= Peter Edward Trench =

British developer and politician

Sir Peter Edward Trench (16 June 1918 – 10 September 2006) was a British developer and Liberal Party politician.

==Background==
He was a son of Lt-Col. James Knights Trench, managing director of the Sandoz Chemical Company Limited and Grace Sim of Bradford. He was educated privately, at the London School of Economics, London University and St John’s College, Cambridge where he was awarded a BSc (Econ.) Hons. He married, in 1940, Mary St Clair Morford. They had one son and one daughter. Mary died in 2004. He was awarded an OBE in 1945, a CBE in 1964 and he was knighted in 1979.

==Second World War==
He served in The Queen’s Royal Regiment from 1939–46. He was at the Battle of Dunkirk. He went on a special mission to Italy. In 1944 he was on Field-Marshal Montgomery's staff. He reached the rank of Lieutenant-Colonel.

==Political career==
At the age of 27 he was Liberal candidate for the Bradford Central Division of West Yorkshire at the 1945 General Election, finishing third. He did not stand for parliament again. The Liberal Party in Bradford had been dominated by the Liberal Nationals who favoured close co-operation with the Conservative party. However Trench was opposed to this arrangement and stood against a Conservative candidate. He openly criticised those Liberal Nationals who aligned themselves with the Conservatives.

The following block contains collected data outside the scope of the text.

PR #862, opened 2019-03-06
Added player research scaling

SimonFlapse:
The technology price modifier increases with number of connected players.

Only updates on_research_finished to always show the player the correct cost when picking a research.

The module keeps track of its own modifiers so that others can manipulate this value without conflicting.


SimonFlapse:
Initial reactions in terraforming danger ores has been negative
Consider rebranding as: Science gets cheaper with less players

mheguy:
I haven't played with this, but as a gut reaction I don't like the idea of scaling difficulty based on player count in general. I think it incentivizes players treating each other as cost multipliers rather than just as people.

It also creates a perverse incentive to have *less* players online. And it certainly encourages people to want AFK players kicked.

mheguy:
Would appreciate input from others to determine if this is a good idea.

TWLTriston:
Adding my input -- I do not like this in play testing -- especially in danger ores where there was a starting x20 multiplier, seeing that jump to x40 as the server got more popular discourages progress. Prefer to not see this committed as a regular feature. A great project penguin feature however

SimonFlapse:
> Adding my input -- I do not like this in play testing -- especially in danger ores where there was a starting x20 multiplier, seeing that jump to x40 as the server got more popular discourages progress. Prefer to not see this committed as a regular feature. A great project penguin feature however

For perspective, danger ores was configured to be x50 on the dev-branch. I lowered it to x20 and added research scaling.

I could still see it used for increasing research costs on "regular" maps with x1 (or x0.5) science becoming x2/3/4 with 20/40/80 players online or something like that.

Adding to that, I could add an option to increase the science cost of starter research, since they seem a bit low for multiplayer.

PR #865, opened 2019-03-07
Dynamic landfill

SimonFlapse:
With this, landfill will no longer be the plain, old, boring grass-1.

This counts all terrain tiles around the player in a 22x22 bounding box centered around the player. The tile with most counts replaces the grass-1 from the landfill (excluding water tiles)


SimonFlapse:
0.17.10 broke it

features/redmew_qol.lua
```diff
@@ -179,6 +179,85 @@ local function preserve_bot(event)
...
+-- helper function for landfill_detect, creates a bounding box
+-- from a position and a radius
+local function create_bounding_box(position, radius)
+    return {{position.x - radius, position.y - radius}, {position.x + radius, position.y + radius}}
+end
+
+--- Changes landfill tiles from grass-1 to another tile based on the surroundings
+local function landfill_detect(event)
+    local item = event.item
+    if not item then
```
mheguy: This and the following condition can be combined.
```if not item or item.name ~= 'landfill' then```

File: features/redmew_qol.lua [hunk 2]
```diff
@@ -179,6 +179,85 @@ local function preserve_bot(event)
...
+
+    local player = Game.get_player_by_index(event.player_index)
+    local surface = game.surfaces[event.surface_index]
+
+    local position = player.position
+    local area = create_bounding_box(position, search_radius)
+
+    local tiles = event.tiles
+    local num_tiles = #tiles
+    local max_tiles = 4 * (search_radius * search_radius) - num_tiles
```
mheguy: Since `search_radius` is a constant, you can make another constant for `4 * (search_radius * search_radius)` instead of calculating it each time.

features/redmew_qol.lua
```diff
@@ -179,6 +179,85 @@ local function preserve_bot(event)
...
+    local tile = {count = 0}
+    for i, tile_name in ipairs(check_tiles) do
+        local count =
+            surface.count_tiles_filtered {
+            area = area,
+            name = tile_name
+        }
+        local water = string.find(tile_name, 'water')
```
mheguy: Localizing `find` would be beneficial since this may well run a *lot* while players are paving.

features/redmew_qol.lua
```diff
@@ -179,6 +179,85 @@ local function preserve_bot(event)
...
+local function landfill_detect(event)
+    local item = event.item
+    if not item then
+        return
+    end
+    if item.name ~= 'landfill' then
+        return
+    end
+
+    local player = Game.get_player_by_index(event.player_index)
```
mheguy: `Game.get_player_by_index` is deprecated and we should use `game.get_player`

features/redmew_qol.lua
```diff
@@ -179,6 +179,85 @@ local function preserve_bot(event)
...
+    local surface = game.surfaces[event.surface_index]
+
+    local position = player.position
+    local area = create_bounding_box(position, search_radius)
+
+    local tiles = event.tiles
+    local num_tiles = #tiles
+    local max_tiles = num_max_tiles - num_tiles
+    local tile = {count = 0}
+    for i, tile_name in ipairs(check_tiles) do
```
linaori: Is `ipairs` really necessary here? It looks to me like we can also use a normal for loop (which is faster)

SimonFlapse: I've refactored into a normal loop

SimonFlapse:
The new landfill sprite might make this outdated

theorangeangle:
@SimonFlapse will start testing after thanksgiving, unless there are any objections

theorangeangle:
@SimonFlapse considering how pleasant the vanilla implementation of landfill is, do you want to close this issue?

SimonFlapse:
An update to Factorio has made this irrelevant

He served as a Justice of the Peace in Inner London from 1963–1971. He was a part-time Member of the National Board for Prices and Incomes from 1965–68.

==Professional career==
He went into the building and construction business, running a string of construction companies. He was a member of the Chartered Institute of Building. He was Director of the National Federation of Building Trades Employers from 1959–64.